Join me for a huzzah before we move on:
Here are the rules so you know the drill:
1. In a post on your, blog, nominate 15 fellow bloggers for The Versatile Blogger Award.
2. In the same post, Add the Versatile Blogger Award.
3. In the same post, thank the blogger who nominated you in a post with a link back to their blog.
4. In the same post, share 7 completely random pieces of information about yourself.
5. In the same post, include this set of rules.
6. Inform each nominated blogger of their nomination by posting a comment on each of their blogs.
Here are the bloggers I am nominating!
1. Chris Galford. Not only is Chris a lovely human and an excellent writer, but he has just published his first fantasy novel, The Hollow March, which I have just bought and cannot wait to read.
2. Kellianne Sweeney. The fabulous AG introduced us on Twitter, and her blog is full of fun as well as having some great teasers for her book!
3. Broke and Bookish. This site is full of book-lovers dreams and lollipops. It’s where I got my post from last Tuesday that brought on some serious nostalgia and a few posts by other bloggers doing the same. Check them out for good book recommendations and to interact with fellow bibliophiles.
4. Lara Leigh. Honest, authentic posts from a very earnest and genuine woman. There are some things in writing that can’t be taught, and the kind of resonance that exists in Lara’s blog is among them.
5. Jess Brown. Where do I begin? Not only is Jess a phenomenal writer, but she is a very selfless and giving person. I urge you to go check out her blog and her posted fiction.
8. Cathy Dreyer. Want tales of accidentally goosing a father-in-law or tossing a son’s clothes out the window? Go straight to Cathy’s blog. She weaves the hilarity of true life experiences with her growth as a writer. Don’t miss her blog.
9 and 10. Marcy Kennedy and Lisa Hall-Wilson over at Girls with Pens. These ladies know their stuff. Their blogs provide a lot of food for thought for budding writers.

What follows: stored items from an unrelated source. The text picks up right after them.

PR #2821, opened 2024-09-11
Change GitHub.createPullRequest to await the call to PullRequest.Create

### LINKED ISSUE #2820: Is the return type of Fake.Api.GitHub.createPullRequest supposed to be Async<Async<PullRequest>> ?
When looking through build.fsx, I noticed the comment at https://github.com/fsprojects/FAKE/blob/fac72951389da2798f396e32239fb03a032f36ea/build.fsx#L1055 about changing to ```GitHub.createPullRequest``` in the future, and thought I'd try making that change to simplify things.

Howevver, when I went to do it I noticed that the return type of ```createPullRequest``` is ```Async<Async<PullRequest>>```, which meant that the sample didn't quite work as the result of calling ```Async.RunSynchronously``` is still ```Async<PullRequest>```.

Ref the [public documentation](https://fake.build/reference/fake-api-github.html#createPullRequest):
image

Is this correct?

Otherwise, I wonder if the async handling at https://github.com/fsprojects/FAKE/blob/fac72951389da2798f396e32239fb03a032f36ea/src/app/Fake.Api.GitHub/GitHub.fs#L472 should do ```return! Async.AwaitTask``` or maybe return the ```Async.AwaitTask``` directly without the extra ```async {}``` block?

Numpsy:
- fixes #2820 

### Description

Referencing the comments in #2820, and assuming that the return type is actually wrong, I think it should be awating the ```PullRequest.Create``` so that it gets awaited inside the retry machinery?

Still a draft, as if it's a correct cfhange it needs release notes (and It'd be a breaking change to the public API)

### DIFF
--- a/src/app/Fake.Api.GitHub/GitHub.fs
+++ b/src/app/Fake.Api.GitHub/GitHub.fs
@@ -469,4 +469,4 @@ module GitHub =
     /// </example>
     let createPullRequest owner repoName (pullRequest: NewPullRequest) (client: Async<GitHubClient>) =
         retryWithArg 5 client
-        <| fun client' -> async { return Async.AwaitTask <| client'.PullRequest.Create(owner, repoName, pullRequest) }
+        <| fun client' -> async { return! Async.AwaitTask <| client'.PullRequest.Create(owner, repoName, pullRequest) }


xperiandri:
Indeed, that would be strange

xperiandri:
That would be more appropriate.
However 7.0 can be released if urgently needed

Numpsy:
Ok, I'll leave until the .NET 8 changes are done

xperiandri (approved):

xperiandri:
Should we already merge this?

Numpsy:
Is there going to be a 6.1.2 with any of the other more minor changes, or is just in to version 8 now?

src/app/Fake.Api.GitHub/GitHub.fs
```diff
@@ -469,4 +469,4 @@ module GitHub =
     /// </example>
     let createPullRequest owner repoName (pullRequest: NewPullRequest) (client: Async<GitHubClient>) =
         retryWithArg 5 client
-        <| fun client' -> async { return Async.AwaitTask <| client'.PullRequest.Create(owner, repoName, pullRequest) }
+        <| fun client' -> async { return! Async.AwaitTask <| client'.PullRequest.Create(owner, repoName, pullRequest) }
```
xperiandri, line 472: Do we really need to wrap that into `async` CE?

11. Michael Montoure. Funny, informative, and writes horror. Need I say more?
I know, I know, I’m baddie bad bad bad for not having four more people. Pout. Blame the holiday season and my excessive work schedule — and the fact that I stayed up till 5 AM last night to complete my vampire survey. So let us jump to the Emmie factoids, shall we?

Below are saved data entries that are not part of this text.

PR #2824, opened 2024-09-16
Fix a FS3548 'Pattern discard is not allowed for union case that takes no data.' compiler warning

Numpsy:
### Description

```ToolType.FullFramework``` has no payload, so it shouldn't need the discard

### DIFF
--- a/src/app/Fake.DotNet.Cli/CreateProcessExt.fs
+++ b/src/app/Fake.DotNet.Cli/CreateProcessExt.fs
@@ -156,7 +156,7 @@ module CreateProcessDotNetExt =
         /// </example>
         let withToolType (toolType: ToolType) (c: CreateProcess<_>) =
             match toolType with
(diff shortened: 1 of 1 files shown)


Numpsy:
refs

image

xperiandri (approved):

Thorium:
Mac build is still unstable. The message which Mac build fails make no sense to this PR.
It's even hard to reason about what it fails to, 
`no dependencies hello world and casing #2314 failed` so it should do "dotnet fake" for very simple file. Seems to work in my MacBook (old Intel).

Numpsy:
I put some observations about the macOS CI failures in https://github.com/fsprojects/FAKE/issues/2814, but I don't know if it's just a timing issue or something else (it doesn't seem to happen on the Windows or Linux riuns though)

xperiandri (approved):

PR #2825, opened 2024-09-19
[Experiment] Rework the dependencies in fake-cli / Fake.Runtime a little.

Numpsy:
### Description

I'm not sure if this is a sensible thing to try, without knowing the history of it or anything, but - 

I was looking at the failure in the .NET 8.0 update PR at https://github.com/fsprojects/FAKE/actions/runs/10942268784/job/30378864009#step:10:12614 and the issue described at https://github.com/fsprojects/FAKE/issues/2722 and was wondering - Is there actually a need to package the Microsoft.Build assemblies in the fake-cli nuget package - as in, are they actually used by any of the code in fake-cli or are they just pulled in as part of a dependency chain and not actually used?

So, I tried bending things a bit to include a couple of pieces of Fake.DotNet.Cli inline in Fake.Runtime (just the bits for getting global.json and executing 'dotnet --version' and excluding any dependencies on MSBuild) and the build appears to work.

It's not very pretty due to how the code is layed out in a single module, but here it is in acse the idea is of any interest.


src/app/Fake.DotNet.Cli/GlobalJson.fs
```diff
@@ -0,0 +1,60 @@
+﻿module internal GlobalJson
+
+open System.IO
+open Newtonsoft.Json.Linq
```
xperiandri, line 4: I would switch to `System.Text.Json` as the next step in the next PR

xperiandri (approved):

src/app/Fake.DotNet.Cli/GlobalJson.fs
Numpsy: I've had that idea on the thought pile as it'd be nice to use the inbox version of System.Text,Json instead of needing Newtonsoft, though I also need to see how you go about including the STJ NuGet package in the .NET Standard 2.0 build and using the inbox version in the .NET 6.0 build

Numpsy: rebased on top of the System.Text.Json change

src/app/Fake.DotNet.Cli/DotNet.fs
```diff
@@ -4,20 +4,25 @@ namespace Fake.DotNet
 /// .NET Core + CLI tools helpers
 /// </summary>
 [<RequireQualifiedAccess>]
+#if FAKE_INTERNAL_DOTNET_CORE_CLI
+module InternalDotNet =
```
Numpsy, line 8: This was because when I tried making the module internal inside Fake.Runtime I got 
image
so the name was an attempt at avoiding any clashes

xperiandri (approved):

Numpsy:
Is this something to look at in an update, or leave till the next major version?

xperiandri:
Probably the major update as it changes the public API, right?

Numpsy:
I was trying to avoid changing the public API for Fake.DotNet.Cli, but as long as the functions added to Fake.Runtime are public rather than internal that would be an additive change there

1. I like to imitate strange noises whilst driving alone in my car. Think the background of LCD Soundsystem songs and you won’t be too far off.
2. I don’t like the sun much. It burns, Precious. But seriously. It burns. Quick and deep, and my skin doesn’t like it. I’m also paranoid about getting skin cancer, so I take great pains to stay as pasty as possible.

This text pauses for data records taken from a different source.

PR #2826, opened 2024-09-20
Some maintenance updates to help upcoming .NET 8 migration

Thorium:
Updated expired runtime-identifiers to current version:
https://learn.microsoft.com/en-us/dotnet/core/rid-catalog#known-rids

Added few explicit types to places where .NET8 will have multiple overloads so compiler won't be able to pick correct types.

Addressed the issue detecting .NET-assemblies in the future, pointed out here: https://github.com/fsprojects/FAKE/pull/2818#issuecomment-2356617433

### DIFF
--- a/build.fsx
+++ b/build.fsx
@@ -425,7 +425,7 @@ docker run --rm -v $PWD:$PWD -w $PWD linuturk/mono-choco $@
     altToolPath
 
 //TODO:: see if we need to update the runtimes to newer versions of OSs
-let runtimes = [ "win7-x86"; "win7-x64"; "osx.10.11-x64"; "linux-x64" ]
+let runtimes = [ "win-x86"; "win-x64"; "osx-x64"; "linux-x64" ]
 
 /// <summary>
 /// Publishes the build artifacts for the given runtime
@@ -809,7 +809,10 @@ runtimes
                     { c with
                         Runtime = Some runtime.Value
                         Configuration = DotNet.Release
-                        OutputPath = Some outDir }
+                        OutputPath = Some outDir 
+                        Framework = Some "net6.0"
+                        // DisableInternalBinLog: https://github.com/fsprojects/FAKE/issues/2722
+                        MSBuildParams = { MSBuild.CliArguments.Create() with DisableInternalBinLog = true }}
                     |> dotnetSimple)
                 proj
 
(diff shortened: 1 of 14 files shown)


Thorium:
Looking the build-logs, it was naive to expect only reference-assemblies have GitHub account under dotnet, because e.g. System.Text.Json can come either from .NET reference assemby or Nuget, and they both have same repository url. I'll try to invent something better.

xperiandri (approved):

xperiandri:
Could you rebase on top of the latest master?

build.fsx
```diff
@@ -876,7 +878,8 @@ Target.create "DotNetCreateNuGetPackage" (fun _ ->
                     { c.MSBuildParams with
                         Properties =
                             [ ("Version", nugetVersion)
-                              ("PackageReleaseNotes", release.Notes |> String.toLines) ] } }
+                              ("PackageReleaseNotes", release.Notes |> String.toLines) ] 
+                        DisableInternalBinLog = true } }
```
xperiandri, line 882: Why do we need this?
Maybe explanatory comment will be relevant here?

src/app/Fake.Runtime/CoreCache.fs
```diff
@@ -332,7 +332,9 @@ let findAndLoadInRuntimeDeps
 
                     let isFramework =
                         assembly.GetCustomAttributes<AssemblyMetadataAttribute>()
-                        |> Seq.exists (fun m -> m.Key = ".NETFrameworkAssembly")
+                        |> Seq.exists (fun m ->
+                            m.Key = ".NETFrameworkAssembly"
+                            || (m.Key = "RepositoryUrl" && m.Value.StartsWith "https://github.com/dotnet/"))
```
xperiandri, line 337: A would add an explanatory comment here too

build.fsx
Thorium: This was due to issues generated of updated MSBuild.StructuredLogger:
- If it's not updated, the run will fail with "Unsupported log file format. Latest supported version is"
- If you user the updated version without it, it says "DotNet.publish fails attempting to load Microsoft.Build.Framework"

But there is even more recent version now, so I'm not sure if it's needed anymore or is the issue fixed.

Thorium: I tested, yes it was needed. Comment added.

Thorium:
Rebased passing build, now failed for ".NET Core SDK install failed with code", maybe a network error.

xperiandri (approved):

Issue #2814, opened 2024-09-01
The continuing intermittent macOS CI build failures


Numpsy:
We seem to still have an intermittent CI build failure on macOS, with errors about not being able to get the start time of a process - 

https://github.com/fsprojects/FAKE/actions/runs/10654117014/job/29530030223#step:8:9395

Looking at the code, it seems to expect to fail to get the process start time sometimes, and responds by logging it and returning DateTime.Now - https://github.com/fsprojects/FAKE/blob/fac72951389da2798f396e32239fb03a032f36ea/src/app/Fake.Core.Process/Process.fs#L470

There are sometimes multiple instances of that error in the logs but the only one that seems to make it break is in the ```no dependencies hello world and casing #2314``` test case at https://github.com/fsprojects/FAKE/blob/fac72951389da2798f396e32239fb03a032f36ea/src/test/Fake.Core.IntegrationTests/SimpleHelloWorldTests.fs#L79 where it explicitly expects that there is no error output from the test process - https://github.com/fsprojects/FAKE/blob/fac72951389da2798f396e32239fb03a032f36ea/src/test/Fake.Core.IntegrationTests/SimpleHelloWorldTests.fs#L95

I'm not sure why the error occurs (maybe it is just because the test process exits too quickly and is gone by the time the runner tries to get the time), so I 'm not sure if there is a bug or if the test is a bit too strict?
The error only seems to happen on macOS, though there is a different code path for Windows vs. macOS/Linux that might effect things there.

Thorium:
Ok it seems the test is asserting that there is no output. But Fake.Core.Trace.TraceFAKE will be output. Now the question is, if proc.StartTime fails to get, is it just that this platform didn't work and we can ignore, or is it so important error that we should fail the test?

Numpsy:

3. I go barefoot as much as humanly possible.
4. My now-husband fulfilled one of my most vivid childhood hopes a few months into our relationship when he tucked a magic wand under my pillow — I used to sleep with that thing in my bed when we still lived apart.
5. A cat’s purr is one of the most comforting sounds in the world to me.
6. I’ve had a lot of bad experiences with practical jokes, and I have very little tolerance for them — regardless of whether they’re on me or someone else.
7. I speak Polish, some German, and some Spanish. I want to learn Gaelic, Welsh, Russian, and Portuguese before I die.